Introduction
LLMs stand at the forefront of AI, demonstrating human-like proficiency in understanding and generating language. These models serve a range of purposes, from aiding in creative writing to summarizing extensive texts and planning activities, and even have the potential to pave the way towards artificial general intelligence (AGI). However, LLMs typically require vast amounts of data and extensive computing resources. While proprietary models like ChatGPT have made headlines, there's an ongoing effort to create open-source alternatives that could democratize access to this powerful technology. One significant limitation of existing LLMs is their focus on English, leaving a gap in performance for other languages such as Chinese.
Pre-Training
YAYI 2 is the model under consideration, with both base and chat models of 30 billion parameters each, pre-trained on a corpus with multilingual content, which particularly improves performance in Chinese contexts. The developers curated a massive data set of over 240 terabytes, 41.5% of which is Chinese, sourced from diverse content such as news and Wikipedia. Special care was taken to design a rigorous processing pipeline, employing normalization, heuristic cleaning, multi-level deduplication, and toxicity filtering to ensure data quality and safe outputs from the models.
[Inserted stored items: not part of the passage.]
PR #1453, opened 2019-08-21
move examples into comments

927589452:


lervag:
Thanks!

By the way: For the issue template, I'm thinking perhaps that it will look better if the `minivimrc` and similar are typed in bold instead of italized. What do you think?

927589452:
On 19-08-22 00:14:27, Karl Yngve Lervåg wrote:
> By the way: For the issue template, I'm thinking perhaps that it will look better if the `minivimrc` and similar are typed in bold instead of italized. What do you think?
I think so too, will provide a PR, but this means dropping the **steps to reproduce**, as we loose the structure, if steps to reproduce is the same "level"

PR #1464, opened 2019-08-27
Build dir doubling

927589452:


lervag:
Ok, thanks for showing me what I need to reproduce the issue. I'll not accept the PR, because it is a minimal change and I want to do it a little bit differently. But it is still useful in showing me exactly what was wrong with the example.

PR #1468, opened 2019-09-01
Add newcommand-like completion for DeclareDocumentCommand from xparse

philipdexter:


lervag:
Thanks. This seems useful and properly implemented. I like that you also added a minimal example!

Issue #1463, opened 2019-08-27
Add a `:VimtexBug` and `:VimtexFeatureRequest` command


927589452:
**Is your feature request related to a problem? Please describe it.**
It would be very nice, to type a bug report or feature request in `vim` and only copy paste it here

**Describe the solution you'd like**
A command using the template (and maybe some magic comments to run the commands like `:VimtexInfo` etc automatically), probably warning if the `minimal.vim` is more than X lines and a comment at the buttom for new users to use `"*yg` and paste it into a github buffer.

**Describe alternatives you've considered**
Just opening the file in `.github/*` manually

**Additional context**
The template could hint at this option it self, to generate better reports, eg guide people to supply the needed files.

lervag:
I partly agree it would be nice, but I fear the feature is quite complex to implement. I would rather implement a better `VimtexInfo` or similar that could include some basic checks that could indicate solutions to basic features.

Another idea is to create an issue template (which sort of already exists), and to ask people to reproduce their bug by altering the template. E.g. instructions like:

1. Copy template with `cp -r VIMTEX/test/issues/template my-test-dir` and `cd my-test-dir`
2. Edit `minivimrc` and `minimal.tex` so that `vim --servername VIM -u minivimrc` properly reproduces the issue.

927589452:
This sounds like a good idea too.

A lighter (for now) version could be to just open a buffer (that is not closed by `ESC`, as there are many people still using arrows to navigate) and load the template from the `.github` directory (all plugin managers do a full `git clone`, right? ) and possibly strip the internal github comments from it.

I will do some research on the syntax of the github template, eg if there is a comment marker, which is not displayed on github, but is displayed if opened in vim

my main reason to suggest this feature is: My randomly crashing firefox taking all my already typed notes down with it.

lervag:
> my main reason to suggest this feature is: My randomly crashing firefox taking all my already typed notes down with it.

I use Vim to edit text almost everywhere, including github. I use a simple script like this:

```sh
#!/usr/bin/env bash

file="/tmp/edit-with-vim_$(date +%F_%H:%M:%S)"
xclip -o > "$file"

urxvt -e nvim "$file" -c "set filetype=wiki"
truncate -s -1 "$file"

xclip -selection c "$file"

xdotool key ctrl+v
```

Save it, make it executable and available to your desktop environment, then map a key for it (I personally use `<alt>e`). This will:

1. Copy the contents of your clipboard to a file.
[...]

PR #1472, opened 2019-09-07
add commands to embed files from `:VimtexIssue`

927589452:
this is a work in progress

### DIFF
--- a/.github/ISSUE_TEMPLATE/issue_report.md
+++ b/.github/ISSUE_TEMPLATE/issue_report.md
@@ -56,6 +56,8 @@ labels: bug
 <!-- Describe both the expected and the observed behaviour-->
 
 <!-- *Note*: if relevant, include the content of your `.latexmkrc` file -->
+<!-- If you opened this from vimtex, you can just type `<ESC>:read ~\.latexmkrc`
+     or `<ESC>:read .latexmkrc` for a local `.latexmkrc` -->
 
 **Output from VimtexInfo**
 <!-- Run `:VimtexInfo` and paste the content here -->


927589452:
this is for #1463

927589452:
I am reading the `autoload/vimtex/info.vim`, but I don't know how to get the return values of the internal commands.
maybe a public function wrapping the inner lines of the print statement, which can be used inside the template to get the lines and inside the print statement to append them

lervag:
> I am reading the autoload/vimtex/info.vim, but I don't know how to get the return values of the internal commands.

Not quite sure what you mean.

> maybe a public function wrapping the inner lines of the print statement, which can be used inside the template to get the lines and inside the print statement to append them

An example could perhaps help make it clearer what you mean?

927589452:
> > I am reading the autoload/vimtex/info.vim, but I don't know how to get the return values of the internal commands.
> 
> Not quite sure what you mean.
> 
> > maybe a public function wrapping the inner lines of the print statement, which can be used inside the template to get the lines and inside the print statement to append them
> 
> An example could perhaps help make it clearer what you mean?

If I understood correctly, the output of `VimtexInfo` is assembled directly in the buffer, but I wanted to do a `<ESC>:read VimtexInfoOutput`, so it could be easily embedded in the document.
But while thinkig about it, I just realized a `VimtexInfoInsert` inserting the output into the current buffer could work too

lervag:
I really have to admit I don't quite understand how this should work. I think I might have mentioned it before, but I propose that before you try to implement anything, you should write the documentation. This would make it easier for me to understand what you want to achieve, and it would be easier to help.

lervag:
I'm closing due to lack of activity, but please feel free to reopen if you want to continue the discussion/idea!

Issue #1479, opened 2019-09-10
Include label type in completion


clason:
At the moment, vimtex shows, e.g., `(3.1)` in the `menu` field of the completion item for all labels that receive the number 3.1 -- equations, Theorems, Figures, etc. It would be nice to distinguish the type of reference here, i.e., printing `Theorem 3.1` or `Figure 3.1` in the menu field. This would also allow easily filtering on reference type (if no consistent label form is used).

I believe this is doable since this information is contained in the `.aux` file, e.g.,
```
\newlabel{lem:state_existence}{{2.1}{3}{}{theorem.2.1}{}}
\newlabel{fig:variation:lsc1}{{\relax 2.1a}{15}{<caption text>}{figure.caption.68}{}}
```
(the fact that the first shows the counter -- which here coincides with that for theorems even though it is a lemma -- would be acceptable to me; relying on `cref` to get the "correct" label name is probably not worth the added effort). I think it would be sufficient to extend `tex2tree` to include the additional field and use a more detailed case distinction in `parse_number` (also returning appropriately formatted numbers instead of deferring that to `completer_ref.complete`)?

lervag:
Interesting proposal. I agree it seems doable. Perhaps, as a minor improvement, one could have an option to map e.g. "theorem" to "Theorem" and "figure caption" to "Figure"?

clason:
Oh, yes, proper capitalization was assumed :) (As was splitting at the first `.`, so `caption` would be removed anyway.)

lervag:
Hmm. I've pushed a simple example for testing this. If you go to the test dir and do `make`, it should output the completion candidates. However, if you open the resulting `minimal.aux`, you will see it does _not_ contain the added context.

I thus believe this is probably less doable than first thought. That is, I think the content of the `\newlabel` depends on packages. Probably, `cleveref`?

clason:
Don't you need to actually set a `label` for that (instead of two `cref`)? And `cleveref` should not be needed for that unless you want to distinguish different theorem environments sharing the same counter (which I would not do at first).

lervag:
> Don't you need to actually set a label for that (instead of two cref)? And some environment (or at least section) to attach the label to?

Not sure what you mean. But please, if you can help me to fix the minimal example so that it properly represents your proposal, then that would be helpful!

> And cleveref should not be needed for that unless you want to distinguish different theorem environments sharing the same counter (which I would not do at first).

Ok, and agreed.

clason:
[...]

PR #1488, opened 2019-09-15
expand the regex to find commands

927589452:


927589452:
this is missing the 
```
\NewDocumentEnvironment
\RenewDocumentEnvironment
\ProvideDocumentEnvironment
\DeclareDocumentEnvironment
```
yet

lervag:
Could you please add a description of this as well? And preferably also a test document to show the effect.

927589452:
Whats the best way to test the autocompletion?
Will open a feature request so the testfiles have a home

lervag:
> Will open a feature request so the testfiles have a home

Actually, you could just as well add files under `issues/1488`. That is, no reason to open a new issue. Instead, you could just have added the text you put in #1490 to the original post here.

No harm done, though. Just my two cents on making this more concise.

> Whats the best way to test the autocompletion?

Good question. I typically do something like [the test files for #1479](https://github.com/lervag/vimtex/tree/master/test/issues/1479). It includes a Makefile, so testing is simply a `make` away.

(In the future, I plan to remove the use of Vader for auto testing, and instead rely on something similar to this type of Makefile based testing.)

lervag:
I've updated the test files, please pull changes to your local version. I've added a Makefile and updated the minimal.vim file so that you can easily test. Note, right now, the test fails, because the command completion lacks a couple of the candidates like `VimtexStandardProvide`.

autoload/vimtex/complete.vim
```diff
@@ -4,7 +4,7 @@
 " Email:      karl.yngve@gmail.com
 "
 
-function! vimtex#complete#init_buffer() abort " {{{1
+function! vimtex#complete#init_buffer() abort " {{{2
```
lervag: I assume this was a mistake?

autoload/vimtex/complete.vim
```diff
@@ -854,9 +854,9 @@ function! s:completer_env.gather_candidates_from_newenvironments() dict abort "
 
   let l:candidates = vimtex#parser#tex(b:vimtex.tex, {'detailed' : 0})
 
-  call filter(l:candidates, 'v:val =~# ''\v\\((re)?newenvironment|(New|Renew|Provide|Declare)DocumentEnvironment)''')
+  call filter(l:candidates, 'v:val =~# ''\v\\((renew|new)environment|(New|Renew|Provide|Declare)DocumentEnvironment)''')
   call map(l:candidates, '{
-        \ ''word'' : matchstr(v:val, ''\v\\((re)?newenvironment|(New|Renew|Provide|Declare)DocumentEnvironment)\*?\{\\?\zs[^}]*''),
+        \ ''word'' : matchstr(v:val, ''\v\\((renew|new)environment|(New|Renew|Provide|Declare)DocumentEnvironment)\*?\{\\?\zs[^}]*''),
```
lervag: This change seems unnecessary.

lervag:
See my two comments to the code. Also, just because I'm curious: From which package or class do this family of commands come from, e.g. `\NewDocumentEnvironment`, `\RenewDocumentEnvironment`, `\ProvideDocumentEnvironment`, and `\DeclareDocumentEnvironment`?

927589452:
> See my two comments to the code. Also, just because I'm curious: From which package or class do this family of commands come from, e.g. `\NewDocumentEnvironment`, `\RenewDocumentEnvironment`, `\ProvideDocumentEnvironment`, and `\DeclareDocumentEnvironment`?

that is all xparse

autoload/vimtex/complete.vim
927589452: it technically is, but this keeps the notion similiar for environment and command
this gives IMO a better readability and is needed to differentiate between `provide` and `renew`

I have no idea on performance, but I thought about going back to the beginning and splitting the `xparse` parsing into a dedicated function

and add some more for other packages

autoload/vimtex/complete.vim
927589452: probably, I will look into it, but monday is print time

lervag:
Ok, thanks. Is this PR ready to merge, in your opinion?

927589452:
> Ok, thanks. Is this PR ready to merge, in your opinion?

depends on wether later regexes should
- extend these line
- add a function per package providing commands

lervag:
I would keep it as it is for now, then consider to update later if necessary. For now, there is only a single package that adds to the standard commands (`xparse`).

lervag:
Ok, I've merged this now. Thanks!

PR #1492, opened 2019-09-17
Detect *.cls files as tex filetypes.

ruifm:
By default. neither vim nor neovim mark `*.cls` files as of the `tex` filetype.

This is a simple addition I had in my dotfiles that I thought would be a good fit to vimtex. I might be wrong. In case many people interpret  `*.cls` files as something else than a LaTeX class file, then disregard this pull request.

### DIFF
--- a/ftdetect/tex.vim
+++ b/ftdetect/tex.vim
@@ -1,0 +1,1 @@
+autocmd BufNewFile,BufFilePre,BufRead *.cls setfiletype tex


lervag:
No, this is not true. See `$VIMRUNTIME/filetype.vim` line 1526 (or close to it):

```vim
" Smalltalk (and TeX)
au BufNewFile,BufRead *.st			setf st
au BufNewFile,BufRead *.cls
	\ if getline(1) =~ '^%' |
	\  setf tex |
	\ elseif getline(1)[0] == '#' && getline(1) =~ 'rexx' |
	\  setf rexx |
	\ else |
	\  setf st |
	\ endif
```

The reason it is not cleanly `cls` to `tex` is because there are other file formats that use the `.cls` extension. This is handled with a minor heuristic as shown above. If I accepted this pull request, it would disrupt other peoples workflow that use `cls` files for e.g. Smalltalk.

As such, I won't accept the pull request. If you want to force filetype `tex` for `cls` files beyond this default setting, then I think it should be done on a personal customisation level.

ruifm:
> The reason it is not cleanly `cls` to `tex` is because there are other file formats that use the `.cls` extension. This is handled with a minor heuristic as shown above.

I guess that heuristic does not work for me since it assumes that there is a comment on the first line and that is not always the case.

> If you want to force filetype `tex` for `cls` files beyond this default setting, then I think it should be done on a personal customisation level.

You are absolutely right. I thought of adding an if guard to the `autocmd` that would check a global variable such as `g:vimtex_assume_cls_as_tex` that would default to `0` but that would be kind of pointless anyway since it would involve the same number of user configuration lines.

> As such, I won't accept the pull request.

No problem! It would only make sense if it would be a universal good fit. Thanks for taking the time to look into it anyway!

lervag:
> Thanks for taking the time to look into it anyway!

No problem. I'm just happy that people share their ideas and suggestions. Even if I don't agree with everything, I think it is very helpful in building a good community!

PR #1519, opened 2019-10-16
document root file name as unique with latexmain

tiagoboldt:
I've spent some time fighting with `.latexmain` and vimtex, with the plugin not picking up the right file. I ended up understanding that if the root file has the same name as files inside other folders, it conflicts. Changing the root name file solved it.

### DIFF
--- a/doc/vimtex.txt
+++ b/doc/vimtex.txt
@@ -547,6 +547,12 @@ File .latexmain specifier~
 <
   Here `path/file.tex.latexmain` indicates for `file1.tex` and `file2.tex`
   that `path/file.tex` is the main LaTeX file.
+  
+  Note that your root file name must be unique. You cannot have a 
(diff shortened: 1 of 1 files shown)


lervag:
Huh; interesting. I would have guessed that this should have worked. I'll look into it, perhaps it is a bug.

lervag:
Given the following files:

```
.
├── section1
│   └── main.tex
├── included.tex
├── main.tex
└── main.tex.latexmain
```

Now, my understanding is that you expect the main file `./main.tex` to be detected for all files here, including `section1/main.tex`, right? This is the observed behaviour for me.

If this does not work for you, can you please provide an example where it fails?

tiagoboldt:
This is actually working now. I must have been on the wrong root path. Sorry for the confusion, thanks for the fast response.

lervag:
No problem, and thanks for going straight for a PR when you had the issue. I like that attitude/initiative!

Issue #1533, opened 2019-11-08
Base file not being correctly set for \input files


FreddieOliveira:
**Issue**
When the `\documentclass{}` is `\input`ed into the main.tex instead of writing it directly in it, the base file for all subsequents  `\input`ed files is not set to the main.tex automatically, thus preventing forward searches to work (failing with `vimtex: Viewer cannot read PDF file!` error). One needs to manually put `%! TEX root = ../main.tex` in the sub.tex first line or create the `main.tex.latexmain` file.

To reproduce the problem consider the following directory structure:
 .
├── main.tex
├── preambule.tex
└── **dir**
                        └── sub.tex

and the following files contents:

**preambule.tex**

  ```tex
  \documentclass{article}
  ```

**main.tex**

  ```tex
  \input{preambule.tex}
  \begin{document}
  \input{dir/sub.tex}
  \end{document}
  ```

**sub.tex**

  ```tex
  \chapter{Hello World}
  Some text here...
  ```
**Observed Behaviour**
When running `:VimtexInfo` inside sub.tex window the oberserved base file is **sub.tex**

**Expected Behaviour**
When running `:VimtexInfo` inside sub.tex window the base file should be **main.tex** in the same way it works when not `input`ing the preambule and writing the `\documentclass{article}` directly in the main.tex

lervag:
Yes, this is a known limitation. See `:help vimtex-multi-file` for the description of how vimtex handles multi file projects. There are several ways of detecing the main file. The "default" method is an automatic, recursive search. From the docs:

>   If no other method provides an appropriate candidate, then the recursive
  search detects the main LaTeX file by searching for a file in the current
  and parent directories that includes the present file and has the
  `\documentclass` line.

When I implemented this, I found it difficult to handle the situation that you are describing here. I could not find a robust method of properly detecting this case unless I defined `preambule.tex` as the main file. But that would be wrong, because the entire point of this proposed LaTeX structure is to let different "main" files use the same preamble header.

I still think this sounds too difficult to properly handle, and since there are alternative ways to handle it that does work well, I propose that you use them:

1. Use the `TeX root` directive, or
2. Use the `.latexmain` specifier.

FreddieOliveira:
Thank you for the plugin and your response. It's totally understandable the not implementation for this limitation. Currently I'm using `.latexmain` specifier and it's working great.

lervag:
[...]

PR #1538, opened 2019-11-18
Fix file path comparation to correctly match subfiled's  parent

FreddieOliveira:
Ensure the comparation between files path are correct. Further explained [here](https://github.com/lervag/vimtex/issues/1533#issuecomment-554896387). This fixes the recursive search for who subfiled a file

### DIFF
--- a/autoload/vimtex/state.vim
+++ b/autoload/vimtex/state.vim
@@ -419,15 +419,21 @@ function! s:file_reaches_current(file) abort " {{{1
     let l:file = matchstr(l:line, g:vimtex#re#tex_input . '\zs\f+')
     if empty(l:file) | continue | endif
 
-    if !vimtex#paths#is_abs(l:file)
-      let l:file = fnamemodify(a:file, ':h') . '/' . l:file
-    endif
-
     if l:file !~# '\.tex$'
       let l:file .= '.tex'
     endif
 
-    if expand('%:p') ==# l:file
+    " l:current_file is the current file's absolute path by default
+    let l:current_file = expand('%:p')
+
+    " adjust it to relative path if needed
+    if !vimtex#paths#is_abs(l:file)
+    	let l:current_file = expand('%')
+    endif
+
+    " now its guaranteed we're comparing absolute path
+    " with absolute, or relative with relative
+    if l:current_file ==# l:file
           \ || s:file_reaches_current(l:file)
       return 1
     endif


lervag:
I'm happy for the PR and the investigation on your side. I think, though, that instead of patching `s:file_reaches_current`, I instead want to patch `s:get_main_from_subfile` and ensure that the file argument is passed in is absolute. I'll also want to add a comment about this to avoid similar errors in the future. I'm 99% sure that this would work, and that it is a slightly better way to solve the issue. Finally, I would love to have a test for this specific issue.

Let me know if you want to give this a shot yourself. Else I'll handle it. In particular, I would be very happy if you could provide a simple example where the current version fails. Either give it in the PR thread, or, if you want, add it to the PR within the `test/tests/test-get-main/test-subfiles` folder.

FreddieOliveira:
The problem with patching `s:get_main_from_subfile` is that it has nothing to do with this little bug. The argument it passes to `s:file_reaches_current` when calling it in line 290 is the file name as found in `\documentclass[<filename>]{subfiles}` inside the subfiled file.

Let's consider the following minimal example:

Directory structure:

**/home/user/Documents**
├── main.tex
└── **dir**
         └── sub.tex

Files contents:

**main.tex**

  ```tex
\usepackage{subfiles}
\documentclass{article}
\begin{document}
\subfile{dir/sub.tex}
\end{document}
  ```

**sub.tex**

  ```tex
\documentclass[main.tex]{subfiles}
\begin{document}
\chapter{Hello World}
Some text here...
\end{document}
  ```

When opening sub.tex from the root folder (/home/user/Documents/) `s:get_main_from_subfile` will set the variable `l:candidate` to `main.tex` in line 288 and then call `s:file_reaches_current` passing `l:candidate` to it. `s:file_reaches_current` will then parse the main.tex file contents, find the `\subfile{dir/sub.tex}` line on it and extract its argument to `l:file`, which is now holding the value `dir/sub.tex`. 

Now it's when the problem starts (not in the `s:get_main_from_subfile`): It will then compare the `l:file` with the absolute path of the current opened file, in our case it's sub.tex. But its absolute path will expand to /home/user/Documents/dir/sub.tex, so the comparation `if expand('%:p') ==# l:file` will translate to `if '/home/user/Documents/dir/sub.tex' ==# 'dir/sub.tex'`, which is what's causing `s:file_reaches_current` to fail

As far as I can see, the only way to patch this bug is by modifying the if comparation in `s:file_reaches_current`.

Let me know if I misinterpreted things

lervag:
> Let me know if I misinterpreted things

You did. The simple proof is given in the latest update that fixes things as I suggested. I think the main thing you missed is the point of this:

```vim
if !vimtex#paths#is_abs(l:file)
  let l:file = fnamemodify(a:file, ':h') . '/' . l:file
endif
```

This code is meant to ensure that the parsed filenames become absolute paths based on the location of the file that has the `\subfile` macro.

> the if comparation

FYI: "comparison" is probably the word you want here. :)

FreddieOliveira:
Cool. Now it's working! 

>You did. The simple proof is given in the latest update that fixes things as I suggested. I think the main thing you missed is the point of this:

Ooh, of course. I completely misunderstood this piece of code. Now I understand your solution.

> FYI: "comparison" is probably the word you want here. :)

Oops, hehe

>The only upgrade we can make in s:get_main_from_subfile is to append .tex to l:filename in case it doesn't have already, right after line 275, just like you did here. This would allow the user to write \documentclass[main.tex]{subfiles} as well as \documentclass[main]{subfiles} in the sub.tex.

Please, take a look at this whenever you have time, I wont even attempt to make a pull request 😅 I did some local changes though by adding

```vim
if l:filename !~# '\.tex$'
    let l:filename .= '.tex'
endif
```

right after [line 275](https://github.com/lervag/vimtex/blob/e555f48c131088fd66a9f7822c24e6edba8bfd03/autoload/vimtex/state.vim#L275) and it seems to be working fine.

lervag:
Ah, sorry, I didn't notice that comment. So, what you are saying is that `\documentclass[main]{subfiles}` is valid TeX subfiles syntax. I was not aware of it, and I agree that you suggested solution looks good. I just want to test it first, then I'll push it.

FreddieOliveira:
Thank you!

Issue #1536, opened 2019-11-15
vimtex#fold: commented code with three closing }}} ends environment fold unexpectedly


kiryph:
**Issue**
Consider the folds of this minimal.tex
  ```tex
\documentclass{article}
\usepackage{tikz}

\begin{document}

\begin{tikzpicture}[x=1.75cm,y=1.75cm]

    \path foreach \a in {0,...,3} {foreach \b in {0,...,3} {(-120:\a) +(\b,0) pic {p6mm}}};

    \path (-120:2) +(2,0)    pic {p2={$(-120:1)-(1,0)$}{$(-120:1)+(1,0)$}{8pt}};
    \node at ($(-120:2.5)+(0.1,0)$) {$\stackunder{p2}{\mathclap{\stackunder{\vec{a}-\vec{b},}{\vec{a}+\vec{b}}}}$};
    \path (-120:2.5) +(2,0)  pic {p2={$(-120:1)-(1,0)$}{$(-120:1)+(1,0)$}{8pt}};

\end{tikzpicture}

\end{document}
  ```
as shown in this screenshot
![Screenshot 2019-11-15 at 09 11 04](https://user-images.githubusercontent.com/371756/68927514-39822a80-0788-11ea-83d4-0692eff74542.png)

When I comment the line `\node...`, the fold for the environment `tikzpicture` changes what I do not expect
![Screenshot 2019-11-15 at 09 10 33](https://user-images.githubusercontent.com/371756/68927574-5b7bad00-0788-11ea-9454-aba84c249f1f.png)

**minimal.vim**

  ```vim
  set nocompatible
  let &runtimepath  = '~/.vim/bundle/vimtex,' . &runtimepath
  let &runtimepath .= ',~/.vim/bundle/vimtex/after'
  filetype plugin indent on
  syntax enable
let g:vimtex_fold_enabled = 1

  ```

lervag:
Hmm. I'm not sure how to properly solve this. But I had a related issue not too long ago, see #1515 and #1502. In particular, I think the best solution is to change the foldmarker or disable it:

```vim
" Either:
let g:vimtex_fold_types = {'markers': {'enabled': 0}}

" Or alternatively, something like this:
let g:vimtex_fold_types = {
      \ 'markers': {
      \  'open': '<<:',
      \  'close': ':>>',
      \ },
      \}
```

kiryph:
Sorry for not checking the issue tracker properly.

[...]

PR #1540, opened 2019-11-20
Enhance regex for fold end marker

927589452:
Instead of matching every line containing the fold end marker, this RE
matches only the last comment on a line, if the comment does not include
a command (Something started with a literal \).

Helps with #1536

Does not fix it for multiline commands, eg:
```LaTeX
% \emph{
%   \underline{
%     \thirdcommand{
%       content
% }}}
```

### DIFF
--- a/autoload/vimtex/fold/markers.vim
+++ b/autoload/vimtex/fold/markers.vim
@@ -20,7 +20,7 @@ let s:folder = {
       \}
 function! s:folder.init() abort dict " {{{1
   let self.re.start = '%.*' . self.open
-  let self.re.end = '%.*' . self.close
+  let self.re.end = '%[^\\\%]*' . self.close
   let self.re.text = [
         \ [self.re.start . '\d\?\s*\zs.*', '% ' . self.open . ' '],
         \ ['%\s*\zs.*\ze' . self.open, '% ' . self.open . ' '],


kiryph:
Another situation where this fails is:

```tex
\mycmd{} % for \mycmd see preamble }}}
```

I also think that this PR is not relevant for people changing the fold markers to `<<<` and `>>>` which is supported and lervag suggests that people should do.

IMHO allowing the user to pick a regex is better because finding one with which everyone can live is difficult.

927589452:
> Another situation where this fails is:
> 
> ```
> \mycmd{} % for \mycmd see preamble }}}
> ```
> 
I did not think of this scenario.
> I also think that this PR is not relevant for people changing the fold markers to `<<<` and `>>>` which is supported and lervag suggests that people should do.
> 
> IMHO allowing the user to pick a regex is better because finding one with which everyone can live is difficult.
I fear when doing this, you will get people defining their RegEx like yours, changing the fold marker, because someone suggested it to them, but it seems to be broken (because the RegEx is validated and it does not contain the foldmarker reference) to them.

lervag:
I'm responding to several comments now. Hope that's OK.

> [@kiryph] I have one idea: Could we allow to modify the regex for %.* }}} in ...
>
> I want to adjust the regex to exclude very likely candidates of commented commands as following:
>
> I am considering following two situations
>
> ...

> [@927589452] I would suggest going a slightly different route:
>
>     let self.re.end = '%[^\\\%]*' . self.close
>
> This just suppresses commented commands (and only the last comment is matched).
Did some quick tests with this here.

So, @kiryph, you propose to allow to modify the regexes individually, e.g. with something like this:

```vim
let g:vimtex_fold_types = {
      \ 'marker': {
      \  're': {
      \    'start': regex,
      \    'end': regex,
      \    'text': regex,
      \ }
      \}
```

This would definately be possible. But I don't think it is a good idea. The reason is that it will introduce a lot of entropy. In particular, the folding mechanism also relies on a single large regex in order to filter out the relevant lines. This is done to make the folding (much) more efficient. For the marker type folding, it means we need to define a separate regex that matches both the start and end marker.

However, it is already possible to modify the regexes. It does require more advanced customization, though:

```vim
let s:vimtex_fold_type_markers = {
      \ 'open': '{{{',
      \ 'close': '}}}',
      \ 're': {
      \   'start': regex,
      \   'end': regex,
      \   'text': regex,
      \   'fold_re': regex,
      \ },
      \}

function! s:vimtex_fold_type_markers.init() abort dict
  return self
endfunction

let g:vimtex_fold_types = {
      \ 'marker': s:vimtex_fold_type_markers,
      \}
```

Here you need to specify the four regexes properly. The `text` regex is used to create the fold text (see the main source code for more info). The `fold_re` regex is used for the large combined regex. I know that this is not really convenient, I'm just saying it is possible.

Back to the discussion at hand. @927589452 is proposing an update to the default regex that should work even if one changes the markers. To me, it seems a sensible approach. I don't really aim for "perfect", and I don't want to add too many options. So for me, it seems better to improve where one can and to settle for something that works well enough.

However, @kiryph raised an example where the proposed change actually fails. This is a good catch, and so now I'm not quite sure if I want to merge this PR as it stands. But if an update is proposed that improves the current regex while not introducing failing cases, then I will be glad to accept it!

kiryph:
Thanks for your elaborate response.

I agree that adding another option is always undesirable. I was struggling to come up with a good regex where almost no one stumbles upon.

My suggested regex `'%\({[^{]*}\)*[^{]*{\=[^{]*{\=[^{]*}}}'` is not good enough because it does not handle nested braces.

Since regex is not the tool for matching braces, we can only find a regex which works in most cases. I do not feel like my LaTeX knowledge is good enough to imagine all possible situations.

Right now, I have disabled fold markers in vimtex. If I want to use foldmarkers, I use them exclusively and set in the modeline the fold method to marker and do not use vimtex at all for folding.

lervag:
No problem. As said, any proposals for better regexes will definately be considered. But in the mean time, I've also disabled fold markers, as I don't really think it makes much sense to make "manual" folds like that.

I'll close this PR, but feel free to reopen or continue the discussion!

Advanced techniques like FlashAttention 2 and multi-query attention were used to increase the speed of training and inference.
Alignment
To fine-tune the base models, a process involving millions of instruction-output pairs and reinforcement learning from human feedback was employed. This was crucial to imbue the models with the ability to handle long instructions and multi-turn conversations. The training data for this aligned fine-tuning covered a vast array of tasks, evaluated based on several dimensions, stressing balance and high quality. Additionally, the model is designed to handle various domain tasks, assisting the model's efficacy in real-world business scenarios.
Evaluations
The YAYI 2 base model benchmarking reveals it outperforms several similar-sized open-source models across standard benchmarks for knowledge and language understanding, mathematical reasoning, and programming. Particularly noteworthy is its performance on benchmarks involving multilingual capabilities and understanding contextually relevant information. While the YAYI 2 model demonstrates remarkable capabilities in the creation and usage of language, users are cautioned to review its outputs, especially in sensitive scenarios, to avoid the propagation of potentially harmful content.
In conclusion, YAYI 2 is a multilingual, open-source LLM that offers significant advancements over its open-source counterparts, especially in the Chinese language context. The model was trained using innovative techniques for efficiency and human-like understanding, and it performed impressively in benchmarks that test a variety of capabilities essential to AGI.